In the past, teachers have received significantly less strike pay, about $65 a day, according to OSSTF president Paul Elliot. He said the union is in “unchartered waters” given how Bill 122 has reshaped the negotiations process.
The legislation, which was introduced by Kathleen Wynne’s Liberals, defines how the bargaining process will work: Big monetary issues, such as salaries and benefits, will be negotiated centrally by the government, provincial unions and school board associations; bargaining on local issues, such as teachers’ workload, access to technology and training, would take place between individual school boards and their unions.
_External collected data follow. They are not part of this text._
PR #85, opened 2022-05-11
Feature/nu recursive parser

### LINKED ISSUE #58: Add command processor
Once the UART Com is working, a command processor needs to be added. 
Some options are:
- Writing parser from scratch 
- Use JSON, MessagePack, Protobuf

Niuslar:
I rewrote most of the parser. I tried changing the logic behind the getTokens() method to work as a state-centric state machine, but I didn't like it. I still believe it makes more sense to use the current character as the event and change the status based on this. 

Regarding the actual parser, I'm not sure it is easy to understand, but I don't think any JSON parser is. I added some references so people can understand better the logic behind it.


Niuslar:
If you want to test the parser you could replace the contents of cpp_link.cpp with this: 
```
/**
 * @file cpp_link.cpp
 */

/*
 *  Created on: Feb 11, 2022
 *      Author: niuslar
 */

#include "../etl/to_string.h"
#include "CAdcData.h"
#include "CDebugController.h"
#include "CDispatcher.h"
#include "CJsonParser.h"
#include "CUartCom.h"
#include "adc.h"

/** @note: Instantiating classes here means the ctor for each class will run
 * before any of the setup code is being executed. Therefore, ctor that
 * relies on configured hardware will fail. If class that is meant to run
 * hardware is instantiated, then ctor must only do bare essentials. Once
 * cpp_main() starts executing relevant classes can call initialisation
 * methods that will configure the hardware.
 */
CUartCom g_debug_uart("Main");
CDispatcher g_dispatcher(&g_debug_uart);
CJsonParser g_parser;

/* controllers */
CDebugController g_debug_controller("debug", 100);

#ifdef __cplusplus
extern "C"
{
#endif

    void cpp_main()
    {
        g_debug_uart.init(&huart2);
        g_debug_uart.startRx();

        while (1)
        {
            if (g_debug_uart.isDataAvailable())
            {
                if (g_parser.parse(g_debug_uart.getData()))
                {
                    g_debug_uart.send("Command name: ");
                    g_debug_uart.send(*g_parser.getName());
                    g_debug_uart.send("\n");
                    unsigned int arg_count = g_parser.getArgumentCount();
                    for (unsigned int i = 0; i < arg_count; i++)
                    {
                        g_debug_uart.send("Argument ");
                        etl::string<10> index;
                        etl::to_string((i + 1), index);
                        g_debug_uart.send(index);
                        g_debug_uart.send(": ");
                        etl::string<30> argument;
                        etl::to_string(g_parser[i],
                                       argument,
                                       etl::format_spec().precision(1),
                                       true);
                        g_debug_uart.send(argument);
                        g_debug_uart.send("\n");
                    }
                }
                else
                {
                    g_debug_uart.send("Could not process command\n");
                }
            }
        }
    }

#ifdef __cplusplus
}
#endif
```

Every time you send a command it send back the command name and arguments if the command could be read. Otherwise it send back an error message.

Lib/Inc/CJsonParser.h
```diff
@@ -0,0 +1,74 @@
...
+        CURLY_CLOSE,
+        COLON,
+        STRING,
+        ARRAY_OPEN,
+        ARRAY_CLOSE,
+        COMMA,
+        INVALID
+    } token_type_t;
+
+    typedef struct Stoken
```
Vavat: `SToken` would be more consistent with our naming convention.

Lib/Src/CJsonParser.cpp
```diff
@@ -0,0 +1,339 @@
...
+ * checks if the components follow JSON syntax and returns true if it does.
+ */
+/*
+ * Created on : Apr 4, 2022
+ * Author : niuslar
+ */
+
+#include "CJsonParser.h"
+
+#define DEFAULT_VALUE (0.00)
```
Vavat: Two zeros after decimal look a bit weird. Any reason why?

Lib/Src/CJsonParser.cpp
```diff
@@ -0,0 +1,339 @@
...
+        |  Object   | { Pair }     		 |
+        |  Pair     | key : value  		 |
+        |  Key      | string       		 |
+        |  Value    | Number       		 |
+        |  Value    | Array        		 |
+        |  Array    | [ Elements ]       |
+        |  Elements | Number, Number, .. |
+ */
+
+bool CJsonParser::parseObject()
```
Vavat, line 309: Method requires doxygen header.

Lib/Src/CJsonParser.cpp
```diff
@@ -0,0 +1,339 @@
...
+                {
+                    b_success = true;
+                }
+            }
+        }
+    }
+    return b_success;
+}
+
+bool CJsonParser::parsePair()
```
Vavat, line 337: Add doxygen header and a description of what this method does.

Lib/Src/CJsonParser.cpp
```diff
@@ -0,0 +1,339 @@
...
+        if (m_tokens[m_token_index].type == COLON)
+        {
+            m_token_index++;
+            b_success = parseValue();
+        }
+    }
+    return b_success;
+}
+
+bool CJsonParser::parseValue()
```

The legislation aims to avoid some of the chaos of last year, when teachers held walkouts and withdrew extracurriculars to protest contract terms imposed under former premier Dalton McGuinty. A Liberal Party spokesperson said the legislation will ensure a “more effective bargaining process, with clearer roles and responsibilities” that could avoid another battle.
Teacher contracts expire in August.
The Liberal budget that triggered the election didn’t provide new funds for teacher salaries, and the Conservatives have promised to freeze wages, cut support staff and raise class sizes.
The union memo refers to a “seemingly imminent struggle.” The OSSTF may be wanting to avoid the situation faced by the teachers’ union in B.C. where the strike pay fund has run dry just as teachers are voting this week on escalating their work stoppage to a full-strike.
Those in the Ontario education sector are expecting a tense showdown, regardless of which party wins on Thursday.